— Assignment —
Set down, please, exactly the lines below that run from the line with "PR #394, opened 2022-02-21" to the line with "Text phrases usually", both lines included.

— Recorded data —
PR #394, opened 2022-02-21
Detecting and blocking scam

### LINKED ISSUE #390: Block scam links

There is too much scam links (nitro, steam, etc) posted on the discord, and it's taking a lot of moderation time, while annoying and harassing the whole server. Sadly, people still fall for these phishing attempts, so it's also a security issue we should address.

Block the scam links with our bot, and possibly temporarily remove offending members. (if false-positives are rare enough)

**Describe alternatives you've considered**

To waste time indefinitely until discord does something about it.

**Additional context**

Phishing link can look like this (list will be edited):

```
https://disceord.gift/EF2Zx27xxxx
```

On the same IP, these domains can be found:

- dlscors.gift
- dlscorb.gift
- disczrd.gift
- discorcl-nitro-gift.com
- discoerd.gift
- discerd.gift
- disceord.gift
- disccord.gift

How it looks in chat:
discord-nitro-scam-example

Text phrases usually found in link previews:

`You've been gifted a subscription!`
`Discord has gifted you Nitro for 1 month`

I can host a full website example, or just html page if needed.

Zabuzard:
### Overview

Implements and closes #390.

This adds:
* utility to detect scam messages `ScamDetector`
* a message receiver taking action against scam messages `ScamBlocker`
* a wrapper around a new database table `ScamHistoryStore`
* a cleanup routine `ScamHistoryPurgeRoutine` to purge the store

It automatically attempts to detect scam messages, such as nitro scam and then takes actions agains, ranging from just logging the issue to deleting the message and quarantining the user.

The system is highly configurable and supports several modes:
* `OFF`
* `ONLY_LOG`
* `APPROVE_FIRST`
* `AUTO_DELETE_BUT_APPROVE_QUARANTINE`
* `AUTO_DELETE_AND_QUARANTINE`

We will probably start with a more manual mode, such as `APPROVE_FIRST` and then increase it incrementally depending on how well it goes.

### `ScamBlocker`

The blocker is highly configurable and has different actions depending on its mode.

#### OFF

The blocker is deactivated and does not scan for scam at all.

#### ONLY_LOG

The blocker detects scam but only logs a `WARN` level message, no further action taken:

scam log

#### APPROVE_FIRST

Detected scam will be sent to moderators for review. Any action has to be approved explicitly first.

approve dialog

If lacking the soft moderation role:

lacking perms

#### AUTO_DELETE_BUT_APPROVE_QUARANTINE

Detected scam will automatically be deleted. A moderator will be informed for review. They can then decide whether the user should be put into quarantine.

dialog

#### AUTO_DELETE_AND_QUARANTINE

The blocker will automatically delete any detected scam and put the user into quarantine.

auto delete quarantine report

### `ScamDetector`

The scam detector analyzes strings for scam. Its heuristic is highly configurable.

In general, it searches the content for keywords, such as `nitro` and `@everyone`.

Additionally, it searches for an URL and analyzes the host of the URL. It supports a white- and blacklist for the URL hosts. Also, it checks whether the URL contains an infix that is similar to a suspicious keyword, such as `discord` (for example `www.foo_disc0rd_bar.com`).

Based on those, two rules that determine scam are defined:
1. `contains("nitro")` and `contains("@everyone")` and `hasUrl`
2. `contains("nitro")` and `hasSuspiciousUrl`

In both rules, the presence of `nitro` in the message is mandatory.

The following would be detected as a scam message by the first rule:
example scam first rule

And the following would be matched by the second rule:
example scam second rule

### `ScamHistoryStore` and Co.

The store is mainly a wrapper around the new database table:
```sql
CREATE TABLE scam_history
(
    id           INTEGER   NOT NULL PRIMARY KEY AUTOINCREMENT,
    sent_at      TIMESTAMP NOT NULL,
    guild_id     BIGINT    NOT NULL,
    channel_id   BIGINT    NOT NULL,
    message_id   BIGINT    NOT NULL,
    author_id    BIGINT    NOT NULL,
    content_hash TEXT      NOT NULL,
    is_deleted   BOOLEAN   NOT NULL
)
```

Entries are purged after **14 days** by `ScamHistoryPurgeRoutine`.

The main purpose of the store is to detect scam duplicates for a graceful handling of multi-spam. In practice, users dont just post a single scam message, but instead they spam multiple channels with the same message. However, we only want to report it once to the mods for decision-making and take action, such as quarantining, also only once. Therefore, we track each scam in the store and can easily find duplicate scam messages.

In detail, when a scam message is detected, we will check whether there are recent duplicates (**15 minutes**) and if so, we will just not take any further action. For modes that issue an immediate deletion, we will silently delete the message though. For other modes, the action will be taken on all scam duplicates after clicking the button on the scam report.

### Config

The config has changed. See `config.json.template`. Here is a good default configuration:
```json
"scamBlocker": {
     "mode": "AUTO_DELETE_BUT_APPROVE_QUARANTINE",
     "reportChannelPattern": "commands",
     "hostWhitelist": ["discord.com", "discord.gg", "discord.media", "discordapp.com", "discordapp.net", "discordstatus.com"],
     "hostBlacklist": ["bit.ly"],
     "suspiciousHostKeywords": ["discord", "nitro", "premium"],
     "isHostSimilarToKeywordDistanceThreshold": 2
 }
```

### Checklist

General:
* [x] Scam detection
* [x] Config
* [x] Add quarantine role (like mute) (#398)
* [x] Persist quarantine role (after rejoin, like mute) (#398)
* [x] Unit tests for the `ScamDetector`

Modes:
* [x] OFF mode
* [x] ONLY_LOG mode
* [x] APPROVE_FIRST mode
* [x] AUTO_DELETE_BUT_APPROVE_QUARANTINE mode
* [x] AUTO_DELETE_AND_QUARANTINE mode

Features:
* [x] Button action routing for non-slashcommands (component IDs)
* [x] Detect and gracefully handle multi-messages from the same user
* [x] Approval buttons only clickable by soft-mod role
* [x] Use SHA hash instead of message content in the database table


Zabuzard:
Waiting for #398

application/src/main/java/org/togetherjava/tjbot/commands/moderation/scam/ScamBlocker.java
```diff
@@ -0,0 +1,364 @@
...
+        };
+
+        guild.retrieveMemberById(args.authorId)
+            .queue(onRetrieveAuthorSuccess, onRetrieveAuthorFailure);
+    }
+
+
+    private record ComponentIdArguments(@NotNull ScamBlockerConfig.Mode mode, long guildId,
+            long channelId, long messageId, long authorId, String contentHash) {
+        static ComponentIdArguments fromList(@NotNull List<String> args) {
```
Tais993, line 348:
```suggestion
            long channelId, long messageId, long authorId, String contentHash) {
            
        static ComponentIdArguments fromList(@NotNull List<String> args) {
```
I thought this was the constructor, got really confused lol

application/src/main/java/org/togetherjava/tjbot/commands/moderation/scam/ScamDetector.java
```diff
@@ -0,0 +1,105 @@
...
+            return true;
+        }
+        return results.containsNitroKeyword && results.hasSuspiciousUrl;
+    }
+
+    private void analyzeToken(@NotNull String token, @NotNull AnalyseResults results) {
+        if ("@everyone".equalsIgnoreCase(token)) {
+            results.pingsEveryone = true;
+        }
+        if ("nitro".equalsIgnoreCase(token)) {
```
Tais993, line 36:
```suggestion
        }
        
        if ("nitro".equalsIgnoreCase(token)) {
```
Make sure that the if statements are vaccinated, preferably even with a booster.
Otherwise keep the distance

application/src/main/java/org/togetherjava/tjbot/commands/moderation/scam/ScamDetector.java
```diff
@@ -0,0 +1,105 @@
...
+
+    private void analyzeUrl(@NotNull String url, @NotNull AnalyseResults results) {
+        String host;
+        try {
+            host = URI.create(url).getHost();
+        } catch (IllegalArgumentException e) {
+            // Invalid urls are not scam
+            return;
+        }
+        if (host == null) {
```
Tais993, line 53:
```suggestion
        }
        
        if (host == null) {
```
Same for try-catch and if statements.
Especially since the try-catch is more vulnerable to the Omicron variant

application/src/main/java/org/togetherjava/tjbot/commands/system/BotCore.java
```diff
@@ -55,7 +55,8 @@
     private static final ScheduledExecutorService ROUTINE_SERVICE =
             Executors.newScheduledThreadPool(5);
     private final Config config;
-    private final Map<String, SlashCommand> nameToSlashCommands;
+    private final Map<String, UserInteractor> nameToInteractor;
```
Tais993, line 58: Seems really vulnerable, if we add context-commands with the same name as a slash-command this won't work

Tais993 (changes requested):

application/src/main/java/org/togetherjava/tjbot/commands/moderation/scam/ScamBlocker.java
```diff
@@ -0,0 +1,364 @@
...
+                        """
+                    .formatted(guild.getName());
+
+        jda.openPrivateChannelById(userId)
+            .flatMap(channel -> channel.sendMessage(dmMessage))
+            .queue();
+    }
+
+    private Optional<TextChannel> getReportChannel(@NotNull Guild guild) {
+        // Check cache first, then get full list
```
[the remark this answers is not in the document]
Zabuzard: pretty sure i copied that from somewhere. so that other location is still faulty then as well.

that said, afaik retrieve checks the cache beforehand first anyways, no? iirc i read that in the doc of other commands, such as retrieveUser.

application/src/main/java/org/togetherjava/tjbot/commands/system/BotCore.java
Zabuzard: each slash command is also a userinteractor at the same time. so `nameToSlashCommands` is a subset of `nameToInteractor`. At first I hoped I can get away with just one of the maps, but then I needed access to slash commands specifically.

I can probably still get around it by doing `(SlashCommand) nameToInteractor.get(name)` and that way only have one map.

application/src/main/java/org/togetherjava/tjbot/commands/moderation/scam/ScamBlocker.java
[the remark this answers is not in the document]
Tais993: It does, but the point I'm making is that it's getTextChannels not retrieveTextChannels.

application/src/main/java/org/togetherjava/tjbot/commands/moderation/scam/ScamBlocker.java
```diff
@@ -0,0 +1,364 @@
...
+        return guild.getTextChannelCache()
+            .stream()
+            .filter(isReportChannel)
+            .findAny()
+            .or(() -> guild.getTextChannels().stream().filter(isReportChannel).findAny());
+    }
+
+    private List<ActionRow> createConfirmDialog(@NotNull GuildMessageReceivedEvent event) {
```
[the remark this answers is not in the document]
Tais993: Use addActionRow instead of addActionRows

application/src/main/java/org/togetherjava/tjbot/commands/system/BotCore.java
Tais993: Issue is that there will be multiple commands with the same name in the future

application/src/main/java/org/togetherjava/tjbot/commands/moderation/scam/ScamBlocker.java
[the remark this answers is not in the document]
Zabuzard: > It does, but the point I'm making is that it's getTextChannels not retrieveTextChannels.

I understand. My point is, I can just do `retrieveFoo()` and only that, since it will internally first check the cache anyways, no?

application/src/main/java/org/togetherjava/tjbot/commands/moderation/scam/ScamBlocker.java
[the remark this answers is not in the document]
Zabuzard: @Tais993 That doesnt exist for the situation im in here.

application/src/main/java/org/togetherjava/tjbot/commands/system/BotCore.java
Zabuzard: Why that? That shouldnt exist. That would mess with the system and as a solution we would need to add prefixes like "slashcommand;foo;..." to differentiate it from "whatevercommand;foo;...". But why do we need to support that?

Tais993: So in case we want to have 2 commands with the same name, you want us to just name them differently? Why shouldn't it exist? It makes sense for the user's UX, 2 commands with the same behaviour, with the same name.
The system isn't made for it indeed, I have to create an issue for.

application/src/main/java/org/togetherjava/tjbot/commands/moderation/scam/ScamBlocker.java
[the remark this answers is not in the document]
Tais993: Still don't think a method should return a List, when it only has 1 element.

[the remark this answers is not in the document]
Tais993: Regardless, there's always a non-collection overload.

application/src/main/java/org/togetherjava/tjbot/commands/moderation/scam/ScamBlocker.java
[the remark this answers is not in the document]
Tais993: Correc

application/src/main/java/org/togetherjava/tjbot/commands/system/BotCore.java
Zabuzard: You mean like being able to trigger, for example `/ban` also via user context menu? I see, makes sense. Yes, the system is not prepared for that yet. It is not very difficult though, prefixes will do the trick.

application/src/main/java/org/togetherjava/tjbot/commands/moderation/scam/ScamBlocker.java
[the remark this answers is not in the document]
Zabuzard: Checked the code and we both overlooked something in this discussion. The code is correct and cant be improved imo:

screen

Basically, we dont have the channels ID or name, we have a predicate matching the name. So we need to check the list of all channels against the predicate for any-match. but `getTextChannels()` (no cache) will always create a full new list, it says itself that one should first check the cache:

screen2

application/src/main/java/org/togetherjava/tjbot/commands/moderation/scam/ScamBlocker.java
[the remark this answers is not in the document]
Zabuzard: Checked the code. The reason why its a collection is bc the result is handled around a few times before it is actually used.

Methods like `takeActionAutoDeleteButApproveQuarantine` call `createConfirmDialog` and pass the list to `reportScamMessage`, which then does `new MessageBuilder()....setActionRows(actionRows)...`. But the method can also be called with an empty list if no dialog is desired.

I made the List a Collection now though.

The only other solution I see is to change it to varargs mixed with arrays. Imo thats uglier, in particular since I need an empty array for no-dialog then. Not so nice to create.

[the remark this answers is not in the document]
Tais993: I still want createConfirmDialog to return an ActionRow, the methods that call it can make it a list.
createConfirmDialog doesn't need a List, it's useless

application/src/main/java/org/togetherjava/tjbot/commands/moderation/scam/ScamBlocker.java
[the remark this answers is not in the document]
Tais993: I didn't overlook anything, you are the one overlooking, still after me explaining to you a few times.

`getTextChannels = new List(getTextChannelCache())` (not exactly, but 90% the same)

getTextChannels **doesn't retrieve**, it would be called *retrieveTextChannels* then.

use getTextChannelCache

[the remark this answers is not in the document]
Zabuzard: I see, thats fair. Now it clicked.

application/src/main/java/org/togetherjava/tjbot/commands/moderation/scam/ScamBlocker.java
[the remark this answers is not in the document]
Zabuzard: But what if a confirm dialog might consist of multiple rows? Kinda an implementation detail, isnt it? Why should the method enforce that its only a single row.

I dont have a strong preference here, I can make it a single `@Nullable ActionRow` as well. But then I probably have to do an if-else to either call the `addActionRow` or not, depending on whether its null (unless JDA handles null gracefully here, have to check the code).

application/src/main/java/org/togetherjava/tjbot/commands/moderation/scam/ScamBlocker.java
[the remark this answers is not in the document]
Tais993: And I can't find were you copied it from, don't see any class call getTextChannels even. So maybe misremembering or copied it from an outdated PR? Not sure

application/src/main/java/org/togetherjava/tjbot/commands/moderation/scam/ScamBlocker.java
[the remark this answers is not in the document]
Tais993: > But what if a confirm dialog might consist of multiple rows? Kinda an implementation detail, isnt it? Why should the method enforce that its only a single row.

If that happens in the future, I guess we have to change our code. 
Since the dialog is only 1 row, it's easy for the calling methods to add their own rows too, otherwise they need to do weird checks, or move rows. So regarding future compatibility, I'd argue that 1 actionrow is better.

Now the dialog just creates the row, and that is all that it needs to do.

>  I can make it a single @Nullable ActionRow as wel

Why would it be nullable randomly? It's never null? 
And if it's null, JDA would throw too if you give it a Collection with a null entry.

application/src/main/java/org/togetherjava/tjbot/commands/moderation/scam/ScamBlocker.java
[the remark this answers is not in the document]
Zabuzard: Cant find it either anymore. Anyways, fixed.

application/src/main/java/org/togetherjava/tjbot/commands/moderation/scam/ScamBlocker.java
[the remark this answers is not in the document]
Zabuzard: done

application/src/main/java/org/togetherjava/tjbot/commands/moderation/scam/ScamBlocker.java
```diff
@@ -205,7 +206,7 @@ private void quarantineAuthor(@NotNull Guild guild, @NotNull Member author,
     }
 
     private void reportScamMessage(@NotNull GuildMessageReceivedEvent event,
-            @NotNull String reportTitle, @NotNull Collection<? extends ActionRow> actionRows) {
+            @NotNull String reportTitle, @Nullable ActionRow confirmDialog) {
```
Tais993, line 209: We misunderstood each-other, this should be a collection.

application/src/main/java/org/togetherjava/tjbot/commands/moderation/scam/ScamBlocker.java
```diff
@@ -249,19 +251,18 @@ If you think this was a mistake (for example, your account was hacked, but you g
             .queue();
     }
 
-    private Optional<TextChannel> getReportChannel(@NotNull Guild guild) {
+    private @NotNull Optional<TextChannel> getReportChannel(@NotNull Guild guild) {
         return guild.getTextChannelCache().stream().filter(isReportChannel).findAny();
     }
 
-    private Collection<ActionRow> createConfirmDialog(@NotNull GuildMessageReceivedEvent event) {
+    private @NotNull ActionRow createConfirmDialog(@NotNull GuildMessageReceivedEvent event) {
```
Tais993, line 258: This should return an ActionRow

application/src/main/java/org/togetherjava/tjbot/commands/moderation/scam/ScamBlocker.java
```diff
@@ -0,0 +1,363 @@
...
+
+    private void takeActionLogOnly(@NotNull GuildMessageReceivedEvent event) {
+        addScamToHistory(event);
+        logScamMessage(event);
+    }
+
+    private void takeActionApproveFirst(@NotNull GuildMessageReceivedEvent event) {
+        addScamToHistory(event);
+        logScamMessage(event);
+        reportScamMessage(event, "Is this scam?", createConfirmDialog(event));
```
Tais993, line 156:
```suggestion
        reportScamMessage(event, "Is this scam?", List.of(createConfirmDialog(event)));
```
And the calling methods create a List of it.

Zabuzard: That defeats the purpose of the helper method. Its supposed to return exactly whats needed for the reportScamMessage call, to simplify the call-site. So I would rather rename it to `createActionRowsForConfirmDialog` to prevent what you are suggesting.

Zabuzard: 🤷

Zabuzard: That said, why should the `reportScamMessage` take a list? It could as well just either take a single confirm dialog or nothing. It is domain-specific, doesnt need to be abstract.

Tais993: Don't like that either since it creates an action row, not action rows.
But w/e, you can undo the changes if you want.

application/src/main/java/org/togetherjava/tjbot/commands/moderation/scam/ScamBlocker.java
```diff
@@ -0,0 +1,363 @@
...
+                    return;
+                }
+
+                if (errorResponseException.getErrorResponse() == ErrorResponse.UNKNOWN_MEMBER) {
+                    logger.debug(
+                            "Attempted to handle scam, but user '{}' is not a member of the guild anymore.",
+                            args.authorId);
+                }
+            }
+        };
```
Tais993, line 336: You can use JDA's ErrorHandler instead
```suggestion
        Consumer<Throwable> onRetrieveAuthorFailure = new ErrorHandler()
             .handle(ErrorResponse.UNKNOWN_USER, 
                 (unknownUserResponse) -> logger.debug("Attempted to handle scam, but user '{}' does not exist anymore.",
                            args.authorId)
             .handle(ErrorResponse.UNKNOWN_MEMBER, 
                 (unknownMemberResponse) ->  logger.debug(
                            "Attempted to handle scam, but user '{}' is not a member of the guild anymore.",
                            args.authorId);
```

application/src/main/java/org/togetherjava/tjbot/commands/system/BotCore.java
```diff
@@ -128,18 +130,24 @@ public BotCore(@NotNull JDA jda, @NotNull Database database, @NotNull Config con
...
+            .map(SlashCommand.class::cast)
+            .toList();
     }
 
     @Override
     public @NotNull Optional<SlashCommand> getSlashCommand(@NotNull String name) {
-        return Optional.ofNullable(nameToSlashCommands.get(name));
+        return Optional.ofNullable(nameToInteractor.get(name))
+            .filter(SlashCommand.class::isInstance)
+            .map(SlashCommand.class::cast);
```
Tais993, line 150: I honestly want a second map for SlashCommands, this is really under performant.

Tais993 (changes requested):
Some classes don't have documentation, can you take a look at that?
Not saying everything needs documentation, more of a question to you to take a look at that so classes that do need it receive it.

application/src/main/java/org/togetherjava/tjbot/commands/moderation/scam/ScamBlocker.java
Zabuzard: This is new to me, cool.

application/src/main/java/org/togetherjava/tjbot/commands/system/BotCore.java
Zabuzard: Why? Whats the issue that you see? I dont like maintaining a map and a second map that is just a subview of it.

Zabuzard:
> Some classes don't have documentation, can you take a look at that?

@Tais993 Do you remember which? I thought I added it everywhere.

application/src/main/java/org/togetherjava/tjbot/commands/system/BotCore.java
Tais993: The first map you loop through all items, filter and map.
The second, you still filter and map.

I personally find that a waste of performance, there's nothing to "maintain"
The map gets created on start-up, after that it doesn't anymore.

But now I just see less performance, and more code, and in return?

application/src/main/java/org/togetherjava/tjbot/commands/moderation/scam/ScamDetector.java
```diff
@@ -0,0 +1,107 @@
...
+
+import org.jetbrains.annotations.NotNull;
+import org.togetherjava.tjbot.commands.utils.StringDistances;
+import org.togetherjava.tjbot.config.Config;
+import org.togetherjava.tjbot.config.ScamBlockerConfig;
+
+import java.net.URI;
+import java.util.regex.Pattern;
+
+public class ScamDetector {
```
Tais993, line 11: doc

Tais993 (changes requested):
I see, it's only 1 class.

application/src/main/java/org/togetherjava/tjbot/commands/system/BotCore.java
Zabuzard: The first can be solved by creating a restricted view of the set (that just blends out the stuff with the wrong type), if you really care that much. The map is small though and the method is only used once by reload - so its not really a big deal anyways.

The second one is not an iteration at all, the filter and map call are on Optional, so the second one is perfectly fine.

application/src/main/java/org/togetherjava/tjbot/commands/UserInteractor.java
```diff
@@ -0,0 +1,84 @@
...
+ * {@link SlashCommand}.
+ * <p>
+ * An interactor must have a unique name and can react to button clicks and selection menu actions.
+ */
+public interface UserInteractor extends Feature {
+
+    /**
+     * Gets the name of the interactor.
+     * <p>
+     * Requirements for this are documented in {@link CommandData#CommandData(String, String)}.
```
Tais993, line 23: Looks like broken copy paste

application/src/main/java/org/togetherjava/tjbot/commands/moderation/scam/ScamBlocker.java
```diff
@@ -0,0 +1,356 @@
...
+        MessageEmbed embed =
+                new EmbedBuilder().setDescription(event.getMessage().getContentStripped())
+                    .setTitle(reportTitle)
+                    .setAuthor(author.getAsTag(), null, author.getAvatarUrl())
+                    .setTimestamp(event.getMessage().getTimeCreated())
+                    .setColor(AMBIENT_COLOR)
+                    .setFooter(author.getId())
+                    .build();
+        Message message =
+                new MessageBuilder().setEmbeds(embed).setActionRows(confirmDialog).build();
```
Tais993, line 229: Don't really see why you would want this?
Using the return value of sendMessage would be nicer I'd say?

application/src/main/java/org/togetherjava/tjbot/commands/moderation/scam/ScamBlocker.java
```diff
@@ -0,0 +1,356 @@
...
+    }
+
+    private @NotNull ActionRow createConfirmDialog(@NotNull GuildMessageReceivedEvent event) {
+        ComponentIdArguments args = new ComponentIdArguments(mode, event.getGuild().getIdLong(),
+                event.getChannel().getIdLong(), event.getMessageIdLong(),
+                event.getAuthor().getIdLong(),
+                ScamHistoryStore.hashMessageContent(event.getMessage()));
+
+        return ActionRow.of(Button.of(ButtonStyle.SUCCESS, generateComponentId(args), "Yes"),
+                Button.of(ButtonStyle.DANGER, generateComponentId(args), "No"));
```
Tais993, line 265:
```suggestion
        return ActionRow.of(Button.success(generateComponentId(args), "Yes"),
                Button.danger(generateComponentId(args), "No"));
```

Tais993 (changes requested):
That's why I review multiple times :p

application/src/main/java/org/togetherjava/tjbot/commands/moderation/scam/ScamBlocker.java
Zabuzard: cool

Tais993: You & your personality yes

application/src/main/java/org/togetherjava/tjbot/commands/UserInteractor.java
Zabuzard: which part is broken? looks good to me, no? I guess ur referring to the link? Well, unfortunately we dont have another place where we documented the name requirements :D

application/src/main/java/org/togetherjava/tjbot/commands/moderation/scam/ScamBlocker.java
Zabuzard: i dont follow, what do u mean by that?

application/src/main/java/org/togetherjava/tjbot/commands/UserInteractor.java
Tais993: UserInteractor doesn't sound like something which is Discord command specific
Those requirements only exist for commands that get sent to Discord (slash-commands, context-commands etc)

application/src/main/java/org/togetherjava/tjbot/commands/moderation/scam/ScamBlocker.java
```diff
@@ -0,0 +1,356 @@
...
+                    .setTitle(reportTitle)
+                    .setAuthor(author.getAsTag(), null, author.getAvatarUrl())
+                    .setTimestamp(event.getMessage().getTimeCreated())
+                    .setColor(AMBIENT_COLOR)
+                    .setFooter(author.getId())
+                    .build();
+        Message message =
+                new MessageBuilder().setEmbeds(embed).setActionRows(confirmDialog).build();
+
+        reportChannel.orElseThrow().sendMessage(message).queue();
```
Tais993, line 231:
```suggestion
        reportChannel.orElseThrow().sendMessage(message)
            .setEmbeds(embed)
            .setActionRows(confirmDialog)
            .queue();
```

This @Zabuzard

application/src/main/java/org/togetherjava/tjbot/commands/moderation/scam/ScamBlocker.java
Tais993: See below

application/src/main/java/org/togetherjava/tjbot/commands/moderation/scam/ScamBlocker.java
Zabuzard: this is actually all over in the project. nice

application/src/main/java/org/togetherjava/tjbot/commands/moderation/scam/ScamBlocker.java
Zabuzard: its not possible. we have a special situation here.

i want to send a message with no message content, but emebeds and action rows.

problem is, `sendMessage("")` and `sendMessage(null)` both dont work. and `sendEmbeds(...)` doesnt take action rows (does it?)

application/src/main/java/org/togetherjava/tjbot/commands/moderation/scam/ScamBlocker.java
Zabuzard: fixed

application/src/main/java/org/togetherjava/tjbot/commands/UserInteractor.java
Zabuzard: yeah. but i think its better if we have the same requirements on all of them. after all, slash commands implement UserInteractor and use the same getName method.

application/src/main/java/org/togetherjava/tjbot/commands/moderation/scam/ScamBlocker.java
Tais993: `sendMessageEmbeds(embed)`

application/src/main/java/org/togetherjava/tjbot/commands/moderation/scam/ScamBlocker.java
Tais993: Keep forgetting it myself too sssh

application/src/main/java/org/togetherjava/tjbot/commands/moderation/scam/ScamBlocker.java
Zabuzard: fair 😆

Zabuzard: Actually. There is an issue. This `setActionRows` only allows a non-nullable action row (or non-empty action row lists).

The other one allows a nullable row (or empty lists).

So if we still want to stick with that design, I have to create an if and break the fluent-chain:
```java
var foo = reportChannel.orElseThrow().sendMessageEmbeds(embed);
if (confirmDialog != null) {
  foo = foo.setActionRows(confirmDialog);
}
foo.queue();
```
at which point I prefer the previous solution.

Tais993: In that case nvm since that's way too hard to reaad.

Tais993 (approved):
---
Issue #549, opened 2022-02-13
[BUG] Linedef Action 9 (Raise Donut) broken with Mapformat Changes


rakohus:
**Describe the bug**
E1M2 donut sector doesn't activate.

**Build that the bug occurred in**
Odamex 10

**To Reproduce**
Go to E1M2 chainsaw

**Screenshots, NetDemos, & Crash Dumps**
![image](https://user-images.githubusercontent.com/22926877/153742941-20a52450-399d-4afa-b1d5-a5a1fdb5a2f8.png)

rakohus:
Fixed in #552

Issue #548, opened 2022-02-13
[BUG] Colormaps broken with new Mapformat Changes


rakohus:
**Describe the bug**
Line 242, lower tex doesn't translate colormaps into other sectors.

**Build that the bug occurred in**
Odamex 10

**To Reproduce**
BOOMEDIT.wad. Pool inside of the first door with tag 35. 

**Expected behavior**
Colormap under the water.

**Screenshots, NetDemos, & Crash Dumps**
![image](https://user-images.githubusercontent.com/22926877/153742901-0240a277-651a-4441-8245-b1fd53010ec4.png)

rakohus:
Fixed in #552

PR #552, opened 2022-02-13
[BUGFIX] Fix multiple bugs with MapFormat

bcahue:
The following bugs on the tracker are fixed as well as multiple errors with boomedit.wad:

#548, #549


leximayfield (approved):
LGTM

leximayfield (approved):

— Written response —
PR #394, opened 2022-02-21
Detecting and blocking scam

### LINKED ISSUE #390: Block scam links

There is too much scam links (nitro, steam, etc) posted on the discord, and it's taking a lot of moderation time, while annoying and harassing the whole server. Sadly, people still fall for these phishing attempts, so it's also a security issue we should address.

Block the scam links with our bot, and possibly temporarily remove offending members. (if false-positives are rare enough)

**Describe alternatives you've considered**

To waste time indefinitely until discord does something about it.

**Additional context**

Phishing link can look like this (list will be edited):

```
https://disceord.gift/EF2Zx27xxxx
```

On the same IP, these domains can be found:

- dlscors.gift
- dlscorb.gift
- disczrd.gift
- discorcl-nitro-gift.com
- discoerd.gift
- discerd.gift
- disceord.gift
- disccord.gift

How it looks in chat:
discord-nitro-scam-example

Text phrases usually found in link previews:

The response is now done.